つまり、“比較される=自分は劣っている”と
感じてしまう可能性があるのです。
比べすぎない育児のすすめ:5つのヒント

🌱① 成長は「点」ではなく「線」で見る
今日はできなかったかもしれない。
でも、1ヶ月後・半年後に振り返れば、
ちゃんと伸びています。
→ 「今できること」に目を向けて、
「昨日のうちの子」と比べてみることが大切。
🌱② できるようになったときの“嬉しさ”を倍味わえる
ゆっくりだったからこそ、「できた!」が
心に残ります。
“初めて自分で靴を履いた日”、
“「ありがとう」と言えた瞬間”…
→ 他の子より遅くたって、我が子の成長は
世界一感動するんです。
🌱③ 「この子の“得意”はどこ?」に視点を変える
運動は苦手でも、絵をじっくり描くのが好き。
人見知りだけど、家族にはとても優しい。
→ 「できないこと」より「その子の素敵な
ところ」に注目すると、見方がガラッと
変わります。
🌱④ SNSは“参考”程度に見る
SNSでは「うまくいった姿」「理想の育児」が
切り取られて投稿されています。
でも、裏では苦労していたり、別の面では
悩んでいるママもたくさんいます。
→ “見えているのは一部分”だと意識して、
自分と比べすぎないことが大事。
🌱⑤ 不安になったら、誰かに話してみる
保育士や保健師さんに相談
同じ月齢のママ友に聞いてみる
子育て経験者に気持ちを聞いてもらう
→ 「あ、みんなそうだったんだ」って
気づけるだけで、心が軽くなります。
🌱⑥専門家に見てもらう
本当に発達について気になったら最終的には
これです。

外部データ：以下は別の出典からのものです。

Issue #1034, opened 2017-04-17
Exception thrown when using HttpApp on SBT exit


jlprat:
HttpApp default's completion promise can be completed in two different ways, via IO and via JVM shutdown. The latter doesn't check if the promise is already completed before trying to complete it itself. This causes an exception to be thrown when the JVM is terminated:
```
[error] (shutdownHook1) java.lang.IllegalStateException: Promise already completed.
java.lang.IllegalStateException: Promise already completed.
	at scala.concurrent.Promise.complete(Promise.scala:49)
	at scala.concurrent.Promise.complete$(Promise.scala:48)
	at scala.concurrent.impl.Promise$DefaultPromise.complete(Promise.scala:183)
	at scala.concurrent.Promise.success(Promise.scala:82)
	at scala.concurrent.Promise.success$(Promise.scala:82)
	at scala.concurrent.impl.Promise$DefaultPromise.success(Promise.scala:183)
	at akka.http.scaladsl.server.HttpApp.$anonfun$waitForShutdownSignal$1(HttpApp.scala:137)
	at scala.sys.ShutdownHookThread$$anon$1.run(ShutdownHookThread.scala:34)
[trace] Stack trace suppressed: run last compile:run for the full output.
```

This only affects the Scala version, the Java API for completing promises doesn't throw in this case.

Issue #864, opened 2017-02-14
FAILED: ResponseRendererSpec -> The response preparation logic should properly render The 'Connection' header should be rendered correctly


jlprat:
https://jenkins.akka.io:8498/job/pr-validator-akka-http/743/testReport/junit/akka.http.impl.engine.rendering/ResponseRendererSpec/The_response_preparation_logic_should_properly_render_The__Connection__header_should_be_rendered_correctly/

jrudolph:
Probably a follow-up to https://github.com/akka/akka-http/issues/332

jrudolph:
https://jenkins.akka.io:8498/job/pr-validator-akka-http/799/testReport/junit/akka.http.impl.engine.rendering/ResponseRendererSpec/The_response_preparation_logic_should_properly_render_The__Connection__header_should_be_rendered_correctly/

note:
Happened again here: https://jenkins.akka.io:8498/job/pr-validator-akka-http/1092/

jrudolph:
https://jenkins.akka.io:8498/job/pr-validator-akka-http/1136/testReport/junit/akka.http.impl.engine.rendering/ResponseRendererSpec/The_response_preparation_logic_should_properly_render_The__Connection__header_should_be_rendered_correctly/

jlprat:
https://jenkins.akka.io:8498/job/pr-validator-akka-http/1350/testReport/junit/akka.http.impl.engine.rendering/ResponseRendererSpec/The_response_preparation_logic_should_properly_render_The__Connection__header_should_be_rendered_correctly/

jrudolph:
https://jenkins.akka.io:8498/job/pr-validator-akka-http/1448/testReport/junit/akka.http.impl.engine.rendering/ResponseRendererSpec/The_response_preparation_logic_should_properly_render_The__Connection__header_should_be_rendered_correctly/

PR #1035, opened 2017-04-17
Do not throw if promise is completed #1034

jlprat:
Issue: #1034
Do not throw if promise is already completed when called by the JVM shutdown hook

### DIFF
--- a/akka-http/src/main/scala/akka/http/scaladsl/server/HttpApp.scala
+++ b/akka-http/src/main/scala/akka/http/scaladsl/server/HttpApp.scala
@@ -17,7 +17,7 @@ import akka.http.scaladsl.settings.ServerSettings
 import com.typesafe.config.ConfigFactory
 
 import scala.concurrent.duration.Duration
-import scala.concurrent.{ Await, ExecutionContext, Future, Promise }
+import scala.concurrent.{ Await, ExecutionContext, Future, Promise, blocking }
 import scala.io.StdIn
 import scala.util.{ Failure, Success, Try }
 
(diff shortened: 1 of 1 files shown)


akka-http/src/main/scala/akka/http/scaladsl/server/HttpApp.scala
```diff
@@ -134,7 +134,7 @@ abstract class HttpApp extends Directives {
   protected def waitForShutdownSignal(system: ActorSystem)(implicit ec: ExecutionContext): Future[Done] = {
     val promise = Promise[Done]()
     sys.addShutdownHook {
-      promise.success(Done)
+      promise.trySuccess(Done)
```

ただ、2歳頃までは様子を
見ましょうと言われることが多い気はします。
保育士さんにまずは園での様子を聞く
発達相談をしている小児科に行く
一歳半検診、三歳児検診で相談する
専門家に園での様子を見てもらう
やっぱり家での様子と集団生活では
見せる姿は違うので、専門家に
それを相談するのはありだと思います🙆♀️
最後に:その子にしかない“育ち方”がある

子どもは一人ひとり違います。
だから、育ちのスピードも、興味の方向も
違って当たり前。
つい比べたくなるときは、
「この子はどんな子になろうと
しているのかな?」と問いかけてみてください。
きっと、その子だけの“素敵な育ちの物語”が
見えてきます。
まとめ:「うちの子はうちの子」それでいい

比べて落ち込んでしまうのは、
それだけわが子を大切に
思っているからですよね。
でもその子のペースを信じて待つことも、
愛情の大きなかたちのひとつです。
焦らず、周りと違っても大丈夫。
「うちの子はうちの子」を心に置いて、
今日も笑って育児していきましょうね。